Metadata-Version: 2.4
Name: repairjson
Version: 0.1.2
Classifier: License :: OSI Approved :: MIT License
Classifier: Programming Language :: Rust
Classifier: Programming Language :: Python :: 3
Classifier: Programming Language :: Python :: Implementation :: CPython
Classifier: Programming Language :: Python :: Implementation :: PyPy
Classifier: Topic :: Software Development :: Libraries :: Python Modules
License-File: LICENSE
Summary: Rust-backed repair of malformed JSON for LLM-style outputs
Keywords: json,repair,llm,rust,pyo3
Home-Page: https://github.com/kyle-mirich/repairjson
Author: Kyle Mirich
Requires-Python: >=3.8
Description-Content-Type: text/markdown; charset=UTF-8; variant=GFM
Project-URL: Documentation, https://github.com/kyle-mirich/repairjson#readme
Project-URL: Homepage, https://github.com/kyle-mirich/repairjson
Project-URL: Issues, https://github.com/kyle-mirich/repairjson/issues
Project-URL: Repository, https://github.com/kyle-mirich/repairjson

# repairjson

Blazing-fast JSON repair for messy LLM output.

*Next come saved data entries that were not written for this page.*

PR #184, opened 2015-05-27
Collector Bot - Microsoft DCU (from an azure blob service)

Phantasus:
Hi,

I wrote a DCU collector for Microsoft DCU. It fetches remote data and feeds it into the IntelMQ
system. You need to specify an azure account to be able to fetch the data, as it does the fetching
through azure and to exact: through its blobservice.

### DIFF
--- a/.gitignore
+++ b/.gitignore
@@ -7,3 +7,4 @@
 intelmq.egg-info
 build
 dist
+*.swp
--- a/intelmq/bots/BOTS
+++ b/intelmq/bots/BOTS
@@ -43,6 +43,14 @@
                 "rate_limit": "3600"
             }
         },
+        "DCU": {
+            "module": "intelmq.bots.collectors.dcu.collector",
+            "description": "Microsoft DCU collector fetches report from an azure account",
+            "parameters": {
+                "azure_account_name": "<account_name>",
+                "azure_account_key": "<account_key>"
+            }
+        },
         "VXVault": {
             "module": "intelmq.bots.collectors.url.collector",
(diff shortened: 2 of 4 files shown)


Phantasus:
Wouldn't that be a different collector? Like a file reader. As this is only a collector, not a parser.

SYNchroACK:
@Phantasus , since collector without parser is unusable, is it possible to add commit with the parser?
Thank you @Phantasus

Phantasus:
@SYNchroACK, sure a collector without a parser is almost unuseable (depends on the collector and parser). But I thought that making small pull requests which are itself a working unit is IMHO better than big pull requests which aren't that good testable, like a complete python2 -> python3 transition :-)

SYNchroACK:
**Quick note**

The parameters from configuration files are already been loaded automatically and are available in 
```
self.parameters.<key_from_config>
```

Example:
```
self.parameters.azure_account_key
```

aaronkaplan:
Hi,

So, there are a couple of things that we found out together while testing:
  * please rename the "DCU" section in BOTS to "Microsoft DCU". It's clearer
  * please add the required dependencies to setup.py and/or the User-Guide installation:
    * the azure package (version 0.11.0+) in python
    * cffi (apt-get install python-cffi) - needed for building the  azure python package
    * apt-get install libffi-dev - also needed for building the azure python package

Most importantly, please find out how to give the azure httpclient function the proxy (http_proxy and https_proxy env vars) support (compare with /opt/intelmq/etc/system.conf)

Please also do one single pull request (this one with #201 ) in one go. 

Thanks!

PR #191, opened 2015-05-29
Convert implicit python to explicit python2 calls

Phantasus:
With this fix it should be possible to have two
python installations running.

One python2 and a python3 version as this change is far less intrusive than a complete 
conversion to python3 I think it is more acceptable.

(I was initially unsure if that solution would be a good solution as normally under Debian the
time goes slower than for most other distributions, but as I had recently the pleasure to test
against a Debian installation I saw that even under Debian python2 is a working symlink)


SYNchroACK:
@Phantasus , the python 3 compatibility is not a priority and involves a lot of efforts to test everything at the moment. Sorry. If you want to 'force' in documentation the version 2, my suggestion is use the following command (debian example):

```
update-alternatives --install /usr/bin/python python /usr/bin/python2.7 1
```

Reference: http://linuxconfig.org/how-to-change-from-default-to-alternative-python-version-on-debian-linux

PR #192, opened 2015-05-30
RFC1918 and more plugin

Th4nat0s:
Hi, i did a small plug to filter out all internal lan (basicaly to feed my needs), but also multicast, documentation, locallink etc... in both ipv4 and 6...

You may select the properties (a list of fields) to check for sanitisation or if you want, you could drop the whole record if found.

  "rfc1918-expert": {
>->->-"fields": " reported_source_ip ,  ip",
>->->-"drop": "yes"
    },

Open to ideas,


sebix:
Does `intelmq/bots/utils.py` only include changed line endings? Without rebase on current upstream branch (see my other comment), it's hard to see the changes.

sebix:
@SYNchroACK do you want to have this bot? I can cherry-pick the commit and adapt it to current master.

SYNchroACK:
@sebix yes, make sense to include. So, yes, adapt it ;)

PR #194, opened 2015-06-01
TCP Collector

helderfernandes1279:
IntelMQ TCP collector bot added

### DIFF
--- a/intelmq/bots/BOTS
+++ b/intelmq/bots/BOTS
@@ -19,6 +19,15 @@
                 "rate_limit": "0"
             }
         },
+	"IntelMQ TCP collector": {
+            "module": "intelmq.bots.collectors.tcp.collector",
+            "description": "IntelMQ TCP collector is Client/Server bot, this bot was built to receive events from remote clients.",
+            "parameters": {
+                "rate_limit": "3600",
+                "host": "0.0.0.0",
+		"port": "8001"
+            }
+	},	
         "Arbor": {
             "module": "intelmq.bots.collectors.url.collector",
             "description": "Arbor Collector is the bot responsible to get the report from source of information.",
--- a/intelmq/bots/collectors/tcp/collector.py
+++ b/intelmq/bots/collectors/tcp/collector.py
@@ -1,0 +1,55 @@
+from intelmq.lib.bot import Bot, sys
+import socket,base64
+
+class IntelMQCollectorBot(Bot): 
+
+    tcpserver=None
+    
+    def process(self):  
+  
+        if self.tcpserver==None:
+	   self.tcpserver=TCPSock(self.parameters.host,self.parameters.port,self.send_message,self.logger)	   
+	   self.tcpserver.start()		
+
+    def killbot(self):
+	self.tcpserver.stop()	
+	self.logger.info("Disconnected") 	
+	
+	
+
+class TCPSock():
+            	    
+    def __init__(self,host,port,object_send_msg,object_logger):
+	self.collectors=object_send_msg	
+	self.collectorl=object_logger
+	self.sock = socket.socket(socket.AF_INET, socket.SOCK_STREAM)
+	server_address = (host,port)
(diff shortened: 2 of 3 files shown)


SYNchroACK:
```
from intelmq.lib.bot import Bot, sys
import socket
import base64


class TCPCollector(Bot):

    def init(self):
        self.logger.info("Starting up on %s port %s" % (self.parameters.host, self.parameters.port))
        self.sock = socket.socket(socket.AF_INET, socket.SOCK_STREAM)
        self.sock.bind((self.parameters.host, self.parameters.port))
        self.logger.info("Server Started")
        self.sock.listen()

    def process(self):

        while True:
            connection, client_address = self.sock.accept()

            try:
                self.logger.info("Connection from %s" % client_address[0])
                total_data = ''

                while True:
                    data = connection.recv(1024)
                    if not data:
                        break
                    total_data += data

                event = unicode(base64.b64decode(total_data))
                self.send_message(event)
                self.logger.info("Event received")

            finally:
                # Clean up the connection
                connection.close()

    def stop(self):
        self.sock.stop()
        self.logger.info("Disconnected")
        sys.exit(1) # FIXME: need to change bot.py to support the overwrite


if __name__ == "__main__":
    bot = TCPCollector(sys.argv[1])
    bot.start()
```

@helderfernandes1279 , what is the difference between your code and this code? In both code it seems that for each message received a socket is being open, isn't it?

helderfernandes1279:
No,in the code I submitted, the var tcpserver is checked, and only if the var tcpserver == None the socket is created, since this object (IntellMQCollectorBot) is created once at the time the bot starts, it's possible to check if the socket exists or not, by checking if the var tcpserver has a reference of a TCPsocket object.

SYNchroACK:
Yes, you're right.
Regarding the class TCPSock class, why is it necessary?
I'm asking all these questions to improve the code and keep the usual structure.

Thank you very much @helderfernandes1279

helderfernandes1279:
The only reason I wrote the code that way was to avoid calling the method process with a forever loop several times, since the method process is always called after the rate_limit time.
I'm Ok with the questions :) Some times these questions improve our way of thinking

helderfernandes1279:
About the TCPSock class, I wrote the code that way because I think it's easier to to add new features if necessary without changing the bot object, and it's easier to understand.

SYNchroACK:
New code:

```python
from intelmq.lib.bot import Bot, sys
import socket
import base64


class TCPCollector(Bot):

    def init(self):
        self.logger.info("Starting up on %s port %s" % (self.parameters.host, self.parameters.port))
        self.sock = socket.socket(socket.AF_INET, socket.SOCK_STREAM)
        self.sock.bind((self.parameters.host, self.parameters.port))
        self.logger.info("Server Started")
        self.sock.listen()
        self.connection, self.client_address = self.sock.accept()

    def process(self):

        try:
            self.logger.info("Connection from %s" % self.client_address[0])
            total_data = ''

            while True:
                data = self.connection.recv(1024)
                if not data:
                    break
                total_data += data

            event = unicode(base64.b64decode(total_data))
            self.send_message(event)
            self.logger.info("Event received")

        finally:
            # Clean up the connection
            self.connection.close()

    def stop(self):
        self.sock.stop()
        self.logger.info("Disconnected")
        sys.exit(1) # FIXME: need to change bot.py to support the overwrite


if __name__ == "__main__":
    bot = TCPCollector(sys.argv[1])
    bot.start()
```

helderfernandes1279:
Hi Tomás, I did my best with the changes, I hope its Ok now.
Regards

sebix:
@helderfernandes1279 @SYNchroACK  What are possible usecases of this bot?

helderfernandes1279:
Hi there,

This bot was initially developed to collect events from other instances of
intelmq, there's also an output bot to send events to this type of
collectors


2016-02-16 16:40 GMT+00:00 Sebastian <notifications@github.com>:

`repairjson` is a Rust-powered drop-in repair layer for malformed JSON in Python. It is built for the reality of modern LLM pipelines: broken commas, single quotes, unquoted keys, truncated payloads, Markdown fences, and half-finished responses that still need to get through production systems.

If `json.loads()` is too strict and Python-side repair is too slow, this is the fast path.

## Why repairjson

- Rust core with a single-pass repair engine
- designed for malformed LLM-style JSON, not just clean parser input
- published PyPI wheels
- benchmarked at roughly `~200x` average speedup versus Python `json_repair` on the current 20 MB malformed corpus suite

## What It Repairs

- single-pass byte-oriented repair
- support for single-quoted strings
- support for Python literals like `True`, `False`, and `None`
- repair of unquoted object keys
- repair of missing commas and trailing commas
- auto-closing of truncated objects and arrays
- stripping of leading and trailing Markdown code fences
- skipping chatty preambles to recover the first JSON object or array payload

## Install

```bash
uv add repairjson
```

For a plain virtual environment:

```bash
uv venv
VIRTUAL_ENV=.venv uv pip install --python .venv/bin/python repairjson
```

## Fast Example

```bash
uv run --with repairjson python -c "import repairjson; print(repairjson.repair(\"{user: 'alice', active: True, tags: ['x', 'y',],}\"))"
```

Output:

```json
{"user":"alice","active":true,"tags":["x","y"]}
```

## Usage

```python
import repairjson

fixed = repairjson.repair("{user: 'alice', active: True, tags: ['x', 'y',],}")
print(fixed)
# {"user":"alice","active":true,"tags":["x","y"]}

obj = repairjson.loads("{user: 'alice', active: True, tags: ['x', 'y',],}")
print(obj)
# {'user': 'alice', 'active': True, 'tags': ['x', 'y']}
```

## Performance

Current benchmark suite: six synthetic 20 MB malformed-JSON datasets modeled after LLM-style output patterns.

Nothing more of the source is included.